PR #16940, opened 2024-12-23
Add BRP method to mutate a component

purplg:
# Objective

Add a method to mutate components with BRP.

Currently the only way to modify a component on an entity with BRP is to insert a new one with the new values. This isn't ideal for several reasons, one reason being that the client has to know what all the fields are of the component and stay in sync with the server.

## Solution

Add a new BRP method called `bevy/mutate_component` to mutate a single field in a component on an entity.

## Testing

Tested on a simple scene on all `Transform`, `Name`, and a custom component.

---

## Showcase

Example JSON-RPC request to change the `Name` of an entity to "New name!"

```json
{
    "jsonrpc": "2.0",
    "id": 0,
    "method": "bevy/mutate_component",
    "params": {
        "entity": 4294967308,
        "component": "bevy_ecs::name::Name",
        "path": ".name",
        "value": "New name!"
    }
}
```

Or setting the X translation to 10.0 on a Transform:

```json
{
    "jsonrpc": "2.0",
    "id": 0,
    "method": "bevy/mutate_component",
    "params": {
        "entity": 4294967308,
        "component": "bevy_transform::components::transform::Transform",
        "path": ".translation.x",
        "value": 10.0
    }
}
```

Clip of my Emacs BRP package using this method:

https://github.com/user-attachments/assets/a786b245-5c20-4189-859f-2261c5086a68

### DIFF
--- a/crates/bevy_remote/src/builtin_methods.rs
+++ b/crates/bevy_remote/src/builtin_methods.rs
@@ -736,8 +736,7 @@ pub fn process_remote_mutate_component_request(
     let app_type_registry = world.resource::<AppTypeRegistry>().clone();
     let type_registry = app_type_registry.read();
 
-    // Get the type of the component to be mutated.
-    // E.g. `bevy_transform::components::transform::Transform`
+    // Get the fully-qualified type names of the component to be mutated.
     let component_type: &TypeRegistration = type_registry
         .get_with_type_path(&component)
         .ok_or_else(|| {
--- a/crates/bevy_remote/src/builtin_methods.rs
+++ b/crates/bevy_remote/src/builtin_methods.rs
@@ -205,13 +205,20 @@ pub struct BrpListParams {
 /// The server responds with a null.
 #[derive(Debug, Serialize, Deserialize, Clone, PartialEq)]
 pub struct BrpMutateParams {
-    /// TODO
+    /// The entity of the component to mutate.
     pub entity: Entity,
-    /// TODO
+
+    /// The [full path] of component to mutate.
+    ///
+    /// [full path]: bevy_reflect::TypePath::type_path
     pub component: String,
-    /// TODO
+
+    /// The [path] of the field within the component.
+    ///
+    /// [path]: bevy_reflect::GetPath
     pub path: String,
-    /// TODO
+
+    /// The value to insert at `path`.
     pub value: Value,
 }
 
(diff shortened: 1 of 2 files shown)


crates/bevy_remote/src/builtin_methods.rs
```diff
@@ -48,6 +48,9 @@ pub const BRP_REPARENT_METHOD: &str = "bevy/reparent";
 /// The method path for a `bevy/list` request.
 pub const BRP_LIST_METHOD: &str = "bevy/list";
 
+/// The method path for a `bevy/reparent` request.
+pub const BRP_MUTATE_COMPONENT_METHOD: &str = "bevy/mutate_component";
```
purplg, line 52: I'm not sure what the convention is for multiple words in a method name is. Should the method be named differently? I'm trying to consider future methods for modifying other things like Resource's. 

I had a few other ideas for methods:

- `bevy/modify/component`
- `bevy/mutate/component`
- `bevy/component_mut` *this feels too Rusty in this context*

crates/bevy_remote/src/builtin_methods.rs
```diff
@@ -657,6 +682,71 @@ pub fn process_remote_insert_request(
...
 }
 
+/// Handles a `bevy/mutate_component` request coming from a client.
+///
+/// This method allows you to mutate a single field inside an Entity's
+/// component.
+pub fn process_remote_mutate_component_request(
+    In(params): In<Option<Value>>,
+    world: &mut World,
+) -> BrpResult {
```
purplg, line 692: I feel like the method handler could probably be done better. Any pointers here would be appreciated.

cBournhonesque (approved):
This generally LGTM.
It's a shame that we don't have unit tests for BRP

purplg:
> It's a shame that we don't have unit tests for BRP

I agree. I did look at writing tests for this, but I didn't see an existing way to do this.

LiamGallagher737 (changes requested):
It would be useful to link to the following docs in the crate level docs for this method to show how the path field should be structured.

https://docs.rs/bevy/latest/bevy/prelude/trait.GetPath.html#syntax

purplg:
Good point on that doc link. Added.

LiamGallagher737 (approved):

BenjaminBrienen:
CI still failing

purplg:
I think the msrv one just needed a rebase.

Not sure why the CI check required me to backtick `bevy/mutate_component`. None of the other ones required it, heh.

Anyway, it looks like it all passes now. Thanks

mockersf (approved):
===
Hand back the material above in full, exactly as written.

PR #16940, opened 2024-12-23
Add BRP method to mutate a component

purplg:
# Objective

Add a method to mutate components with BRP.

Currently the only way to modify a component on an entity with BRP is to insert a new one with the new values. This isn't ideal for several reasons, one reason being that the client has to know what all the fields are of the component and stay in sync with the server.

## Solution

Add a new BRP method called `bevy/mutate_component` to mutate a single field in a component on an entity.

## Testing

Tested on a simple scene on all `Transform`, `Name`, and a custom component.

---

## Showcase

Example JSON-RPC request to change the `Name` of an entity to "New name!"

```json
{
    "jsonrpc": "2.0",
    "id": 0,
    "method": "bevy/mutate_component",
    "params": {
        "entity": 4294967308,
        "component": "bevy_ecs::name::Name",
        "path": ".name",
        "value": "New name!"
    }
}
```

Or setting the X translation to 10.0 on a Transform:

```json
{
    "jsonrpc": "2.0",
    "id": 0,
    "method": "bevy/mutate_component",
    "params": {
        "entity": 4294967308,
        "component": "bevy_transform::components::transform::Transform",
        "path": ".translation.x",
        "value": 10.0
    }
}
```

Clip of my Emacs BRP package using this method:

https://github.com/user-attachments/assets/a786b245-5c20-4189-859f-2261c5086a68

### DIFF
--- a/crates/bevy_remote/src/builtin_methods.rs
+++ b/crates/bevy_remote/src/builtin_methods.rs
@@ -736,8 +736,7 @@ pub fn process_remote_mutate_component_request(
     let app_type_registry = world.resource::<AppTypeRegistry>().clone();
     let type_registry = app_type_registry.read();
 
-    // Get the type of the component to be mutated.
-    // E.g. `bevy_transform::components::transform::Transform`
+    // Get the fully-qualified type names of the component to be mutated.
     let component_type: &TypeRegistration = type_registry
         .get_with_type_path(&component)
         .ok_or_else(|| {
--- a/crates/bevy_remote/src/builtin_methods.rs
+++ b/crates/bevy_remote/src/builtin_methods.rs
@@ -205,13 +205,20 @@ pub struct BrpListParams {
 /// The server responds with a null.
 #[derive(Debug, Serialize, Deserialize, Clone, PartialEq)]
 pub struct BrpMutateParams {
-    /// TODO
+    /// The entity of the component to mutate.
     pub entity: Entity,
-    /// TODO
+
+    /// The [full path] of component to mutate.
+    ///
+    /// [full path]: bevy_reflect::TypePath::type_path
     pub component: String,
-    /// TODO
+
+    /// The [path] of the field within the component.
+    ///
+    /// [path]: bevy_reflect::GetPath
     pub path: String,
-    /// TODO
+
+    /// The value to insert at `path`.
     pub value: Value,
 }
 
(diff shortened: 1 of 2 files shown)


crates/bevy_remote/src/builtin_methods.rs
```diff
@@ -48,6 +48,9 @@ pub const BRP_REPARENT_METHOD: &str = "bevy/reparent";
 /// The method path for a `bevy/list` request.
 pub const BRP_LIST_METHOD: &str = "bevy/list";
 
+/// The method path for a `bevy/reparent` request.
+pub const BRP_MUTATE_COMPONENT_METHOD: &str = "bevy/mutate_component";
```
purplg, line 52: I'm not sure what the convention is for multiple words in a method name is. Should the method be named differently? I'm trying to consider future methods for modifying other things like Resource's. 

I had a few other ideas for methods:

- `bevy/modify/component`
- `bevy/mutate/component`
- `bevy/component_mut` *this feels too Rusty in this context*

crates/bevy_remote/src/builtin_methods.rs
```diff
@@ -657,6 +682,71 @@ pub fn process_remote_insert_request(
...
 }
 
+/// Handles a `bevy/mutate_component` request coming from a client.
+///
+/// This method allows you to mutate a single field inside an Entity's
+/// component.
+pub fn process_remote_mutate_component_request(
+    In(params): In<Option<Value>>,
+    world: &mut World,
+) -> BrpResult {
```
purplg, line 692: I feel like the method handler could probably be done better. Any pointers here would be appreciated.

cBournhonesque (approved):
This generally LGTM.
It's a shame that we don't have unit tests for BRP

purplg:
> It's a shame that we don't have unit tests for BRP

I agree. I did look at writing tests for this, but I didn't see an existing way to do this.

LiamGallagher737 (changes requested):
It would be useful to link to the following docs in the crate level docs for this method to show how the path field should be structured.

https://docs.rs/bevy/latest/bevy/prelude/trait.GetPath.html#syntax

purplg:
Good point on that doc link. Added.

LiamGallagher737 (approved):

BenjaminBrienen:
CI still failing

purplg:
I think the msrv one just needed a rebase.

Not sure why the CI check required me to backtick `bevy/mutate_component`. None of the other ones required it, heh.

Anyway, it looks like it all passes now. Thanks

mockersf (approved):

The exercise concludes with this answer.